Collected data:
= = = = =

PR #87301, opened 2024-01-17
Replace built-in docs codeblock's leading spaces with tabs

Mickeon:
This PR replaces the spaces used in the codeblocks of the class references with actual tabs.
If your Editor Setting's preference is using spaces, nothing changes.
With one GIF, this means the following (notice the tabs):

| Before | After |
| --- | --- |
|  | 

However, hm... It comes at a cost. For the tab to display in a way that actually looks good, the **RichTextLabel**'s `tab_size` has to be set to `8`, otherwise the tab's indent would be way, way too small, for some reason. Because of this, there's the side effect of increasing the indentation across the whole built-in documentation:

Take a closer look:

| Before | After |
| --- | --- |
| image | image |
| image |image | 
| image | image |
| image | image

Some may say this is a happy accident, some may absolutely not. So keep that in mind.

### DIFF
--- a/editor/editor_help.cpp
+++ b/editor/editor_help.cpp
@@ -35,6 +35,7 @@
 #include "core/input/input.h"
 #include "core/object/script_language.h"
 #include "core/os/keyboard.h"
+#include "core/string/string_builder.h"
 #include "core/version.h"
 #include "editor/doc_data_compressed.gen.h"
 #include "editor/editor_node.h"
@@ -2384,6 +2385,7 @@ static void _add_text_to_rt(const String &p_bbcode, RichTextLabel *p_rt, Control
 	List<String> tag_stack;
 	bool code_tag = false;
 	bool codeblock_tag = false;
+	const bool using_tab_indent = int(EDITOR_GET("text_editor/behavior/indent/type")) == 0;
 
 	int pos = 0;
 	while (pos < bbcode.length()) {
@@ -2395,6 +2397,25 @@ static void _add_text_to_rt(const String &p_bbcode, RichTextLabel *p_rt, Control
 
 		if (brk_pos > pos) {
 			String text = bbcode.substr(pos, brk_pos - pos);
+			if (codeblock_tag && using_tab_indent) {
+				// Replace the code block's space indentation with tabs.
+				StringBuilder builder;
+				PackedStringArray text_lines = text.split("\n");
+				for (const String &line : text_lines) {
+					String stripped_line = line.dedent();
+					int space_count = line.length() - stripped_line.length();
+
+					if (builder.num_strings_appended() > 0) {
+						builder.append("\n");
+					}
+					if (space_count > 0) {
+						builder.append(String("\t").repeat(MAX(space_count / 4, 1)) + stripped_line);
+					} else {
+						builder.append(line);
+					}
+				}
+				text = builder.as_string();
+			}
 			if (!code_tag && !codeblock_tag) {
 				text = text.replace("\n", "\n\n");
 			}
@@ -2934,6 +2955,7 @@ EditorHelp::EditorHelp() {
 	EDITOR_DEF("text_editor/help/sort_functions_alphabetically", true);
 
 	class_desc = memnew(RichTextLabel);
+	class_desc->set_tab_size(8);
 	add_child(class_desc);
 	class_desc->set_threaded(true);
 	class_desc->set_v_size_flags(SIZE_EXPAND_FILL);


YuriSizov:

Mickeon:
Done just that.

MewPurPur:
I don't like the increased indent but I think it's worth it. I'm just confused why we'd need an 8 tab size for what's supposed to be monospace. I would've expected the mono tabs to be as wide as my code editor theme (which is at 3 for me).

Mickeon:
> I'm just confused why we'd need an 8 tab size for what's supposed to be monospace.

Honestly, I am not sure why **RichTextLabel** acts like this. I tried a value of `4` which you would think would be appropriate, but it resulted in the padding being **way too** short for some reason.

It originally was also based on the "indent size" Editor Setting, but because it would've affected the entire **RichTextLabel** I was not sure about it.

editor/editor_help.cpp
```diff
@@ -2061,6 +2062,24 @@ static void _add_text_to_rt(const String &p_bbcode, RichTextLabel *p_rt, Control
 
 		if (brk_pos > pos) {
 			String text = bbcode.substr(pos, brk_pos - pos);
+			if (codeblock_tag && code_indent_type == 0) {
+				// Replace the code block's space indentation with tabulation.
+				PackedStringArray text_lines = text.split("\n");
+				text = String();
+				for (String line : text_lines) {
```
AThousandShips, line 2069:
```suggestion
				for (const String &line : text_lines) {
```

editor/editor_help.cpp
```diff
@@ -2061,6 +2062,24 @@ static void _add_text_to_rt(const String &p_bbcode, RichTextLabel *p_rt, Control
 
 		if (brk_pos > pos) {
 			String text = bbcode.substr(pos, brk_pos - pos);
+			if (codeblock_tag && code_indent_type == 0) {
+				// Replace the code block's space indentation with tabulation.
```
AThousandShips, line 2066:
```suggestion
				// Replace the code block's space indentation with tabs.
```
"tabulation" means creating a list

AThousandShips (approved):
LGTM

Calinou (dismissed):
Tested locally, there are issues with code samples that contain multiple tabs on the same line.

For instance, the HTTPRequest class description has a code sample where the `push_error()` line has two leading tabs, but none are displayed and copied here:

image

If you select the block and paste it in a script, you get this:

image

Mickeon:
You will never guess who the idiot that swapped divisor and dividend around is.

Mickeon:
You will never guess who the idiot that completely f<sub>u</sub><sup>c</sup><sub>k</sub><sup>e</sup>d up the formula is.

Should work fine now:

editor/editor_help.cpp
```diff
@@ -2384,6 +2384,7 @@ static void _add_text_to_rt(const String &p_bbcode, RichTextLabel *p_rt, Control
 	List<String> tag_stack;
 	bool code_tag = false;
 	bool codeblock_tag = false;
+	const int code_indent_type = EDITOR_GET("text_editor/behavior/indent/type");
```
KoBeWi, line 2387: Changing this setting won't update currently opened help pages.
Not sure if it's worth handling though.

editor/editor_help.cpp
```diff
@@ -2395,6 +2396,24 @@ static void _add_text_to_rt(const String &p_bbcode, RichTextLabel *p_rt, Control
 
 		if (brk_pos > pos) {
 			String text = bbcode.substr(pos, brk_pos - pos);
+			if (codeblock_tag && code_indent_type == 0) {
```
KoBeWi, line 2399: Could use a comment on where the 0 comes from.

editor/editor_help.cpp
```diff
@@ -2395,6 +2396,24 @@ static void _add_text_to_rt(const String &p_bbcode, RichTextLabel *p_rt, Control
...
+					String stripped_line = line.dedent();
+					int space_count = line.length() - stripped_line.length();
+
+					if (!text.is_empty()) {
+						text += "\n";
+					}
+					if (space_count > 0) {
+						text += String("\t").repeat(MAX(space_count / 4, 1)) + stripped_line;
+					} else {
+						text += line;
```
KoBeWi, line 2413: Looks like a job for StringBuilder.

editor/editor_help.cpp
Mickeon: I'd rather modify this part here to use a bool.

In a prior version of this PR I also handled spaces and adjusted the padding depending on `text_editor/behavior/indent/size`, but in practice it looked very bad.

KoBeWi (approved):

akien-mga:
Thanks!

Mickeon:
And from here on out begins the built-in reference revolution

PR #87313, opened 2024-01-17
Refinement of DirAccess logic

### LINKED ISSUE #87274: After loading a pck file (including zip), you can only access the directories and files in the pck
### Tested versions

v4.2.1.stable.arch_linux

### System information

Godot v4.2.1.stable unknown - Arch Linux #1 ZEN SMP PREEMPT_DYNAMIC Mon, 15 Jan 2024 01:11:17 +0000 - Wayland - GLES3 (Compatibility) - Mesa Intel(R) UHD Graphics 630 (CFL GT2) () - Intel(R) Core(TM) i5-9300H CPU @ 2.40GHz (8 Threads)

### Issue description

As the title suggests
图片
I'm using the pck system for mod functions, and it's getting in the way of some of my plans because I still need to access directories and files in my own "res" after loading the player-supplied pck.
By looking at the source code, this seems to be intentional? Is it possible to add a parameter to "load_resource_pack" to determine whether file system access starts from the loaded pck?
图片

### Steps to reproduce

Running Projects

[test_pck.zip](https://github.com/godotengine/godot/files/13955871/test_pck.zip)

scgm0:
Fix #87274 
Referred to the FileAccess related code, I roughly tested linux and android, may need more tests

### DIFF
--- a/core/io/dir_access.cpp
+++ b/core/io/dir_access.cpp
@@ -31,7 +31,7 @@
 #include "dir_access.h"
 
 #include "core/config/project_settings.h"
-#include "core/io/file_access.h"
+#include "core/io/file_access_pack.h"
 #include "core/os/memory.h"
 #include "core/os/os.h"
 #include "core/templates/local_vector.h"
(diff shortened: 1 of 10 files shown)


core/io/dir_access.cpp
```diff
@@ -222,7 +222,7 @@ String DirAccess::fix_path(String p_path) const {
 	return p_path;
 }
 
-DirAccess::CreateFunc DirAccess::create_func[ACCESS_MAX] = { nullptr, nullptr, nullptr };
+DirAccess::CreateFunc DirAccess::create_func[ACCESS_MAX] = { nullptr, nullptr };
```
AThousandShips, line 225: I'm not sure about this change, why two entries for an array with three entries? I'd say it's wrong in `FileAccess`, not here

scgm0:
I ignored the mixed directory traversal case, which was more complicated than I thought, so I turned this PR into a draft first.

= = = = =

#### [What is needed]
Set down exactly, and only, the lines from the one with "AThousandShips, line 225: I'm" to the final line of the data.

#### [The answer]
AThousandShips, line 225: I'm not sure about this change, why two entries for an array with three entries? I'd say it's wrong in `FileAccess`, not here

scgm0:
I ignored the mixed directory traversal case, which was more complicated than I thought, so I turned this PR into a draft first.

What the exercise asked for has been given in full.